Of all the entries below, only the lines from the one with "PR #110, opened 2026-04-28" up to and including the one with "### 🟡 marketplace" are to be duplicated exactly.

•••

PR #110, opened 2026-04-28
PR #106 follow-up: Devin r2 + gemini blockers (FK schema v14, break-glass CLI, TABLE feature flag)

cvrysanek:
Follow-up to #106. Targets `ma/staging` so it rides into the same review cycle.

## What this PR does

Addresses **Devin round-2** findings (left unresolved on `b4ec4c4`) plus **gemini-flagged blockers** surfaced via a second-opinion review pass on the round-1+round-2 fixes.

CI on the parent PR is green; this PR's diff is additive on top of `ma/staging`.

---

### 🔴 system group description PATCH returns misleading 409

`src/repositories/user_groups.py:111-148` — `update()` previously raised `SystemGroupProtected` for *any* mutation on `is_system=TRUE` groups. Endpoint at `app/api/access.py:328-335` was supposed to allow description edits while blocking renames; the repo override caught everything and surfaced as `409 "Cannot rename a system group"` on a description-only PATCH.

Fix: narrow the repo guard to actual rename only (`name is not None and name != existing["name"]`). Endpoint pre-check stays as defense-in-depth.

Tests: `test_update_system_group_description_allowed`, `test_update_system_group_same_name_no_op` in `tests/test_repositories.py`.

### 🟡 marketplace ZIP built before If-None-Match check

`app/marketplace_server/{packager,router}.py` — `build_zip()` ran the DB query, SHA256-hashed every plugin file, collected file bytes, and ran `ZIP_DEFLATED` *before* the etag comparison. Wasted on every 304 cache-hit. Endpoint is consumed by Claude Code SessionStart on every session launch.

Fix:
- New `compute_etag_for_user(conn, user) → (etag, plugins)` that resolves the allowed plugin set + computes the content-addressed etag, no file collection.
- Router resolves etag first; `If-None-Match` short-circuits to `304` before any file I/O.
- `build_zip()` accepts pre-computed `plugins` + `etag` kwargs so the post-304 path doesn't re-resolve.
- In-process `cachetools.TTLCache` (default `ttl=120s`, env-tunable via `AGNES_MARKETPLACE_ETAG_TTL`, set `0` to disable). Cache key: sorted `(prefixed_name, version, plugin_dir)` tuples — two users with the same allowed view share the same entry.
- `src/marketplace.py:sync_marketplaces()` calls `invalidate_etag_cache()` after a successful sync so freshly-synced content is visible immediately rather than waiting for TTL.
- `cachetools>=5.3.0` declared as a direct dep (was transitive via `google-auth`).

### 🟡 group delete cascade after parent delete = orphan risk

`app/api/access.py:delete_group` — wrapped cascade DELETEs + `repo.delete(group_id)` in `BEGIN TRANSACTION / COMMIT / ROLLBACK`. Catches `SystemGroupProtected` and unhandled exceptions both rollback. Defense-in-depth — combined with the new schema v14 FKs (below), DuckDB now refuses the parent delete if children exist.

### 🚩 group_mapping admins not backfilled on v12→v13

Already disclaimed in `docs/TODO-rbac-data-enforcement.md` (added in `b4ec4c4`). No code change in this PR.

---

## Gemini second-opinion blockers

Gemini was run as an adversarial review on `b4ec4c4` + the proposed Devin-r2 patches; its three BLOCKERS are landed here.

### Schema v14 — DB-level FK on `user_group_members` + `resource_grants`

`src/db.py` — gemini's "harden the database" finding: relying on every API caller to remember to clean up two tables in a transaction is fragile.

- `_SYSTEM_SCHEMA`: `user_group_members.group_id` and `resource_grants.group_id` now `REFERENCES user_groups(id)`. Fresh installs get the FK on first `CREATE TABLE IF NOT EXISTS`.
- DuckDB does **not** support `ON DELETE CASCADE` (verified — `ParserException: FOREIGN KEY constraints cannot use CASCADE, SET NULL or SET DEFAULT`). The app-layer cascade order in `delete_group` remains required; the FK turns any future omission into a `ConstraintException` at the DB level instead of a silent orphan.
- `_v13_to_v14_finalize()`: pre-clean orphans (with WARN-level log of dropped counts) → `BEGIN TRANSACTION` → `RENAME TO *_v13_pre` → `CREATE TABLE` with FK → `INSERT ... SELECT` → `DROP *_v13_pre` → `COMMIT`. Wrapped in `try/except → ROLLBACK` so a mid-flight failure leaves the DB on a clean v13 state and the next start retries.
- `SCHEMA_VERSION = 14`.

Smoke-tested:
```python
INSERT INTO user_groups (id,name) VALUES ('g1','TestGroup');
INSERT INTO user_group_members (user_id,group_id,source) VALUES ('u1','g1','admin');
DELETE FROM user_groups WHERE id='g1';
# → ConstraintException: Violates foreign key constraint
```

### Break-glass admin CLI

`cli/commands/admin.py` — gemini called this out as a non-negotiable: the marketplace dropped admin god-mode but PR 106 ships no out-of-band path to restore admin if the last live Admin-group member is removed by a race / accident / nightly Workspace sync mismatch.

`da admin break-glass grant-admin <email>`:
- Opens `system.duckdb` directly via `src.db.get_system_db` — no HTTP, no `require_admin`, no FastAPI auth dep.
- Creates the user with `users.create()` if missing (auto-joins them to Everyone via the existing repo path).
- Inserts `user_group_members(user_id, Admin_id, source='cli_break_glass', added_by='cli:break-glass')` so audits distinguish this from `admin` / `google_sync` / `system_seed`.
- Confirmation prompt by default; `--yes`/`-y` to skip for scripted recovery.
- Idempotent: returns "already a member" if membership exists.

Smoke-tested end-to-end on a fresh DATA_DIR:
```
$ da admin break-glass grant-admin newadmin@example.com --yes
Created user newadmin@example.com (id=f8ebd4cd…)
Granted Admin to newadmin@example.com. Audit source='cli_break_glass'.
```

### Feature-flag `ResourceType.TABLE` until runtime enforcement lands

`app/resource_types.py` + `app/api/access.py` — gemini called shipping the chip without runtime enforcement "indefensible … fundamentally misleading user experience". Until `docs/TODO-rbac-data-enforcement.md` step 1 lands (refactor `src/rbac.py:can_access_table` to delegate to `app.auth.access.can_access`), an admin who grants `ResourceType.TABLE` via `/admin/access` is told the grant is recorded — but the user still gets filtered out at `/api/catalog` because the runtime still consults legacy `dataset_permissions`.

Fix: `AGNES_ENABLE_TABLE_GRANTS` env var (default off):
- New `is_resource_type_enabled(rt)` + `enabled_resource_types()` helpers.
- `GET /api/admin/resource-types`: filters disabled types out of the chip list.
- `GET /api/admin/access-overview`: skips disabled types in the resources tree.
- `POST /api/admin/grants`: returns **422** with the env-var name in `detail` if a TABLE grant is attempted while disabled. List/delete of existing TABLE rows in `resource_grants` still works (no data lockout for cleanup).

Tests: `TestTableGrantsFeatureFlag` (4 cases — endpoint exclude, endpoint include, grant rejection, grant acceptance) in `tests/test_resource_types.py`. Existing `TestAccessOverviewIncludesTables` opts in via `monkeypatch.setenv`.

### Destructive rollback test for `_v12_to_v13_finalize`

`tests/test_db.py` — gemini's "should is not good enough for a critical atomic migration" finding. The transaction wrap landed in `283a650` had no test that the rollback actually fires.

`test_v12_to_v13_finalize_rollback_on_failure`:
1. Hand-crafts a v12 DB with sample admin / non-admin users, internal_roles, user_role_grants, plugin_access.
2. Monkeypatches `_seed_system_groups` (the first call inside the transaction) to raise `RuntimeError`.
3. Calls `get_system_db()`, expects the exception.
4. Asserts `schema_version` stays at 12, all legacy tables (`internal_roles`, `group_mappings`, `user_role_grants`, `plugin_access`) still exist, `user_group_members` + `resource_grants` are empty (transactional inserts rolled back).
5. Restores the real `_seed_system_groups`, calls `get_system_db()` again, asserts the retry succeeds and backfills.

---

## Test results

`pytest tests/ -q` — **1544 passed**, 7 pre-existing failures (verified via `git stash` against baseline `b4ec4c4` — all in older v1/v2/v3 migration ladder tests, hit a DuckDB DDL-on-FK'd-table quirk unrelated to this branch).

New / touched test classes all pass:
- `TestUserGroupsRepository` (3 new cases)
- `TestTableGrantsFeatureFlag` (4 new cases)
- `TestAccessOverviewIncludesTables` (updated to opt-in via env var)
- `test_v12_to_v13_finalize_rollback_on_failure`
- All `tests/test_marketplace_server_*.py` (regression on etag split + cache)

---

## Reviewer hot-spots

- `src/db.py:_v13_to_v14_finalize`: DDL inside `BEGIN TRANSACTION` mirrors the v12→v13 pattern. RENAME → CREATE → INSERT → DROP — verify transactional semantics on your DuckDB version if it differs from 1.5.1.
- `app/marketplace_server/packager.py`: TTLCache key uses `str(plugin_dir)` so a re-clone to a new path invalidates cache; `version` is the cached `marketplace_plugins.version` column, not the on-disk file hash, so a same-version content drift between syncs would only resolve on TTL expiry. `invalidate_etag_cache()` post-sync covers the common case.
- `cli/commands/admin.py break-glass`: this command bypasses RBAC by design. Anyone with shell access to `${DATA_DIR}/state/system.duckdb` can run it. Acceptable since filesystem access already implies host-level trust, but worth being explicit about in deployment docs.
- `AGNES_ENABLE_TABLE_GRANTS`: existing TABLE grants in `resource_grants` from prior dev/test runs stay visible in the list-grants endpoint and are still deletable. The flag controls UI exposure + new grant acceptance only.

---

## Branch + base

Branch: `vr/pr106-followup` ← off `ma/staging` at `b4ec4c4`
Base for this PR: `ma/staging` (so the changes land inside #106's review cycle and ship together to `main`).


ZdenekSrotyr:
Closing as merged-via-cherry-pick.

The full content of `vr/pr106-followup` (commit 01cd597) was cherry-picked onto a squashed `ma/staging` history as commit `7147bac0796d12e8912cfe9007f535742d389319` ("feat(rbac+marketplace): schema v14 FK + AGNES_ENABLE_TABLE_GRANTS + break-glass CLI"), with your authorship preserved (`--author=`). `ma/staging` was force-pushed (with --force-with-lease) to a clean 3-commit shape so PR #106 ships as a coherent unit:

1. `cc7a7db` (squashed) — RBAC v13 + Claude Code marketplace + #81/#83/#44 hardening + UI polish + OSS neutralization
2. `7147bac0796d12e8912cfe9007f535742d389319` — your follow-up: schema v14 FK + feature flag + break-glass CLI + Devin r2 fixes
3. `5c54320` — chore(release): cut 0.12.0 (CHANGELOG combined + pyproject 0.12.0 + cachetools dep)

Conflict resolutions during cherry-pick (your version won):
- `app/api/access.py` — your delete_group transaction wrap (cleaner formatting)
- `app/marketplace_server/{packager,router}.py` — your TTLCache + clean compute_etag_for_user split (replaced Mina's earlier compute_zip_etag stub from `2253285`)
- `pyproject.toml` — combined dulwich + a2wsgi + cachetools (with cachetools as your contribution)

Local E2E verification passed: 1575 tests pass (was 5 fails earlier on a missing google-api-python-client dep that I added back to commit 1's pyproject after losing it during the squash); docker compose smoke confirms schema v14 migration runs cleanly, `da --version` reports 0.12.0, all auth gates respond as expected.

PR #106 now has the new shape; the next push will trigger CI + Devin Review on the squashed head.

•••

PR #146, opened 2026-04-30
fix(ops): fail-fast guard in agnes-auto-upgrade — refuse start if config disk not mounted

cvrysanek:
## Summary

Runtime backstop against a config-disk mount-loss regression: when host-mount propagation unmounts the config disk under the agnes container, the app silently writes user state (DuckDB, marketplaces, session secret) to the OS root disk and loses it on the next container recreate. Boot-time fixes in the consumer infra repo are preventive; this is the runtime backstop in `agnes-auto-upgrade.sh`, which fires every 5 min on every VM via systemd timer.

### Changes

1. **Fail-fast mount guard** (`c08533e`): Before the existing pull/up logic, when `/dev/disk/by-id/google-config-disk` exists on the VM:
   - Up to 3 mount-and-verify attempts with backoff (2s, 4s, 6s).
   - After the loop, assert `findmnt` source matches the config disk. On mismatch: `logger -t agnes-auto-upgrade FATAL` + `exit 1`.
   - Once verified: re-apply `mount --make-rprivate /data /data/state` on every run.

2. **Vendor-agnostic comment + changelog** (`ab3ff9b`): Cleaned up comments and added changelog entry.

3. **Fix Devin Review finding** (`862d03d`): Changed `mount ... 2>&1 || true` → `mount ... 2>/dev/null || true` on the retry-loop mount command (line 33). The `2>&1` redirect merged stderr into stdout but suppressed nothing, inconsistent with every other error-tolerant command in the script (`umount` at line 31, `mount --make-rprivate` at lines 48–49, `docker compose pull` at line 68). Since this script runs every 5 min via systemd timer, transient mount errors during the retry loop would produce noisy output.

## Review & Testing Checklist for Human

•••

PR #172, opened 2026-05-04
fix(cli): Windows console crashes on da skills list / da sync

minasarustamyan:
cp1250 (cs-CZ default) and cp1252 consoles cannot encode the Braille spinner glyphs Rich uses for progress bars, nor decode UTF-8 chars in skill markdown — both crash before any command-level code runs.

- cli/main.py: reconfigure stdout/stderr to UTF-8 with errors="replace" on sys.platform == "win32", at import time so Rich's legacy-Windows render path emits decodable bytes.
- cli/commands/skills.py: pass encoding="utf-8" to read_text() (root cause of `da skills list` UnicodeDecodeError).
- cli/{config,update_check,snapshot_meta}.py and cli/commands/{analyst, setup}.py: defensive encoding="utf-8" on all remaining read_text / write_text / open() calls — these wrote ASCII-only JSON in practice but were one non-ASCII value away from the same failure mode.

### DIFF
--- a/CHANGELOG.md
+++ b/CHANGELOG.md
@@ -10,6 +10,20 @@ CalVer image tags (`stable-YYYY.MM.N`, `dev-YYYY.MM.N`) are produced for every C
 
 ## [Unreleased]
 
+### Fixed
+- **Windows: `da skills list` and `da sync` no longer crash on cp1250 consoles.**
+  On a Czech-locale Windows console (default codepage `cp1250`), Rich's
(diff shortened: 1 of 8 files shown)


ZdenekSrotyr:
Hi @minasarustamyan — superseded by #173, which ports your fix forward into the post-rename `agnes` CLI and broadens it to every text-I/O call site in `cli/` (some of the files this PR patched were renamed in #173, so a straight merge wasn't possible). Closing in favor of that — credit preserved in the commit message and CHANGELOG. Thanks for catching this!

•••

(Exercise response):
PR #110, opened 2026-04-28
PR #106 follow-up: Devin r2 + gemini blockers (FK schema v14, break-glass CLI, TABLE feature flag)

cvrysanek:
Follow-up to #106. Targets `ma/staging` so it rides into the same review cycle.

## What this PR does

Addresses **Devin round-2** findings (left unresolved on `b4ec4c4`) plus **gemini-flagged blockers** surfaced via a second-opinion review pass on the round-1+round-2 fixes.

CI on the parent PR is green; this PR's diff is additive on top of `ma/staging`.

---

### 🔴 system group description PATCH returns misleading 409

`src/repositories/user_groups.py:111-148` — `update()` previously raised `SystemGroupProtected` for *any* mutation on `is_system=TRUE` groups. Endpoint at `app/api/access.py:328-335` was supposed to allow description edits while blocking renames; the repo override caught everything and surfaced as `409 "Cannot rename a system group"` on a description-only PATCH.

Fix: narrow the repo guard to actual rename only (`name is not None and name != existing["name"]`). Endpoint pre-check stays as defense-in-depth.

Tests: `test_update_system_group_description_allowed`, `test_update_system_group_same_name_no_op` in `tests/test_repositories.py`.

### 🟡 marketplace ZIP built before If-None-Match check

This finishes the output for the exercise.